What is needed
All of the data beneath this instruction is to be transcribed word for word.

Data
◇ ◇ ◇ ◇ ◇ ◇ ◇
PR #759, opened 2017-06-28
Fix ESBJAVA-4902 Parsing Json in response

riyafa:

PR #839, opened 2017-10-03
Improve PR #759 based on comments

riyafa:


modules/commons/src/test/java/org/apache/synapse/commons/json/JsonValueTest.java
```diff
@@ -43,35 +46,60 @@
     private static final String failTestVal5 = "-abc";
     private static final String failTestVal6 = "\"Hello world!";
 
+    /**
+     * Tests JSON value enclosed in double quotes
```
sdkottegoda: Doc comments need to end with a period. Shall we correct in all places?

modules/commons/src/test/java/org/apache/synapse/commons/json/JsonValueTest.java
```diff
@@ -43,35 +46,60 @@
...
 
+    /**
+     * Tests JSON value number
+     */
     public void testCase6() {
         runTest(numberVal2);
     }
 
+    /**
+     * Tests JSON value number
```
sdkottegoda: What's the difference between this and the method above? Shall we have the doc, in a way that the test is clear?

modules/commons/src/main/java/org/apache/synapse/commons/json/JsonUtil.java
```diff
@@ -547,33 +547,39 @@ public static OMElement getNewJsonPayload(MessageContext messageContext, InputSt
...
                     isValue = false;
-                } else if (c == '"' || c == 't' || c == 'n' || c == 'f' || c == '-' || c == '0' || c == '1' ||
-                        c == '2' || c == '3' || c == '4' || c == '5' || c == '6' || c == '7' ||
-                        c == '8' || c == '9') {
+                } else if (character == '"' || character == 't' || character == 'n' || character == 'f' ||
+                        character == '-' || character == '0' || character == '1' ||
+                        character == '2' || character == '3' || character == '4' || character == '5' ||
+                        character == '6' || character == '7' ||
+                        character == '8' || character ==
+                        '9') { //a value can be a quoted string (") true (t), false (f), null (n) or a number
```
a5anka: breaking an equal condition to two lines is not very readable. Shall we fix it?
◇ ◇ ◇ ◇ ◇ ◇ ◇
Your response
PR #759, opened 2017-06-28
Fix ESBJAVA-4902 Parsing Json in response

riyafa:

PR #839, opened 2017-10-03
Improve PR #759 based on comments

riyafa:


modules/commons/src/test/java/org/apache/synapse/commons/json/JsonValueTest.java
```diff
@@ -43,35 +46,60 @@
     private static final String failTestVal5 = "-abc";
     private static final String failTestVal6 = "\"Hello world!";
 
+    /**
+     * Tests JSON value enclosed in double quotes
```
sdkottegoda: Doc comments need to end with a period. Shall we correct in all places?

modules/commons/src/test/java/org/apache/synapse/commons/json/JsonValueTest.java
```diff
@@ -43,35 +46,60 @@
...
 
+    /**
+     * Tests JSON value number
+     */
     public void testCase6() {
         runTest(numberVal2);
     }
 
+    /**
+     * Tests JSON value number
```
sdkottegoda: What's the difference between this and the method above? Shall we have the doc, in a way that the test is clear?

modules/commons/src/main/java/org/apache/synapse/commons/json/JsonUtil.java
```diff
@@ -547,33 +547,39 @@ public static OMElement getNewJsonPayload(MessageContext messageContext, InputSt
...
                     isValue = false;
-                } else if (c == '"' || c == 't' || c == 'n' || c == 'f' || c == '-' || c == '0' || c == '1' ||
-                        c == '2' || c == '3' || c == '4' || c == '5' || c == '6' || c == '7' ||
-                        c == '8' || c == '9') {
+                } else if (character == '"' || character == 't' || character == 'n' || character == 'f' ||
+                        character == '-' || character == '0' || character == '1' ||
+                        character == '2' || character == '3' || character == '4' || character == '5' ||
+                        character == '6' || character == '7' ||
+                        character == '8' || character ==
+                        '9') { //a value can be a quoted string (") true (t), false (f), null (n) or a number
```
a5anka: breaking an equal condition to two lines is not very readable. Shall we fix it?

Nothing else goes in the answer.